Focusing on the value of ethics as morals, from within an opposition of ‘right’ or ‘wrong’ isn’t perhaps always so helpful as it doesn’t necessarily move our thinking forward, nor help the persons involved. This is not to suggest that these are not important questions to ask, but I feel in conceiving of the ethical as moral and thus valued as good versus bad (never mind for the moment the pressing issue of whose moral? Whose ‘right’ and whose ‘wrong’?), draws attention away from the complexity of the situation. Rather, thinking of the ethical as one of the many ways in which we think about how we can live refocuses us as to why these transactions are taking place in the first place. Take, for example, the point in the article that got my ears pricking. The author states one rural woman offered her womb for rent in order to procure money to buy a heart operation for a son. Here I am reminded of Lawrence Cohen’s (University of Berkley, California and co-researcher with Scheper-Hughes on Organ Watch) excellent research on kidney selling within Indian families, whereby the utter wretchedness of poverty is pushing slum women to sell their kidneys in order to pay back loans. This enacts a certain kind of ‘operability’ towards the state, whereby failings of state are forced upon bodies to undergo ‘voluntary’ operations. In a similar vein, I read the sacrifice of a woman’s body to pay for her son’s operation, one surgery for another, indeed one life for another, as part of a similar process. Are other choices made available? Is this the only way? Equally, what choices do the American couple have when they seek pregnancy elsewhere? What wider, complexities does their search in and of itself, speak? Indeed, to look outwards, globally, than to seek help inwards- because it’s easier, cheaper, quicker, faster- is perhaps a particular preoccupation of modern globalised living?

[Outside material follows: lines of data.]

Issue #5127, opened 2023-09-01
When swapping (or splitting) channels of a stereo track, the effects should not be removed from the (second) stack


dozzzzer:
### Steps to reproduce

1. Have a stereo track
2. Add some effect(s) to the stack
3. Swap channels OR split the stereo track

### Expected behavior

The effects remain in the stack, or in both stacks.

### Actual behavior

The effects get removed from the stack (swapping) or from the second track's stack (splitting). When swapping channels
one more time, they re-appear.

### Audacity Version

current master / alpha / nightly build

### Operating system

Other

### Additional context

A regression against 3.3.3

dozzzzer:
Bisects to https://github.com/audacity/audacity/commit/e5bc5d5818eef068b064d3a1f240f251834e26f0

Paul-Licameli:
Bisects more exactly to 640275ef394617e6802131c3840250c41d862134 inside that PR

petersampsonaudacity:
@dozzer @Paul-Licameli 

Note too that if you have two mono tracks and only the lower one has effects in its effects stack 
if you make a stereo track from those two tracks the the resultant stereo track has no effects in the effects stack (and playing the audio confirms that the right channel plays without added effects).

BUT if then then split the stereo track you observe (and hear) the the lower track (right channel) still has its effects in its effects stack.

petersampsonaudacity:
I also confirm the Swap Stereo Channels behavior that @dozzzzer reports.

Bit also note that if you swap the channels back again, then the effects stack is restored.

dozzzzer:
The bug is still reproducible in PR #5128:

https://github.com/audacity/audacity/assets/70063970/6743b292-a812-403f-adb9-540741251d8c

dozzzzer:
Fixed in PR #5130

petersampsonaudacity:
Testing on W10 latest alpha master:  audacity-win-3.4.0-alpha-20230907+5f43627-x64-msvc2022

This issue as logged tests OK on the latest 3.4.0 master.

But there is an associated residual when making a stereo track from tracks with different effects stacks - I will log this separately

PR #5128, opened 2023-09-01
Rewrite cutline editing

Paul-Licameli:
Rewrite click to expand or delete cutlines or to merge clips, and rewrite
the painting of clip boundaries and cutlines, to remove some calls to
TrackList::Channels and lower two others into WaveTrack.cpp.

QA:  Do all this for mono and stereo tracks, and undo and redo changes:
- [x] Observe no change of display of clip boundaries and splits and cutlines in waveform and spectrum
- [x] Click clip split to merge still works (although we do intend to hide this feature later)
- [x] Left-click on a cutline to expand it
- [x] Right-click on a cutline to delete it

- [x] I signed [CLA](https://www.audacityteam.org/cla/)
- [x] The title of the pull request describes an issue it addresses
- [x] If changes are extensive, then there is a sequence of easily reviewable commits
- [x] Each commit's message describes its purpose and effects
- [x] There are no behavior changes unnecessary for the stated purpose of the PR

Recommended:
- [x] Each commit compiles and runs on my machine without known undesirable changes of behavior

PR #5130, opened 2023-09-03
Deduplicate effect stack

Paul-Licameli:
Resolves: #5127

Depends on
- #5128

Store the real-time effect stack in `ChannelGroup` attachments, just as
we do for name, rate, solo, etc.

`WideSampleSequence` no longer needs to be another `ClientData::Site`.

Some changes result in library dependencies, and `WaveTrack` now has one
fewer member function to explain.

Recommended:


Paul-Licameli:
Rebased onto master; no longer dependent on #5128.

This PR is meant to fix issue #5127 .  PR #5128 is no longer claimed to fix it.

Paul-Licameli:
Sorry, this DOES depend on #5128 after all!

Paul-Licameli:
Rebased unchanged onto updated #5128

crsib (approved):
I feel that `FindChannelGroup` is a bit confusing, but I can't think of a better name anyway.

Paul-Licameli:
> I feel that `FindChannelGroup` is a bit confusing, but I can't think of a better name anyway.

Elsewhere I have use the convention that “Find” functions can return null pointers (as stl containers may give you end iterators) but “Get” functions can’t fail and return references.

Any better idea?

dozzzzer:
Tested:
- #5127 fix
- Realtime effects stickiness, persistency
- Rendering with realtime effects
- Playback with RT effects
- Undo/Redo for RT effects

Although I know very little of the international surrogacy trade, I wanted to take the opportunity to discuss some of the current issues surrounding organ trade and extend them into an emergent area of bioethics. If anything I would hope to put across the point that the globalisation of baby making is much more than a market economy. As with all the other ‘globalised’ biomedical assemblages that are forming, mutating and uniting in unprecedented and unexpected ways, we always have to ask: what really is at stake here, and there?
Alison MacDonald is a PhD Candidate in Medical Anthropology at UCL.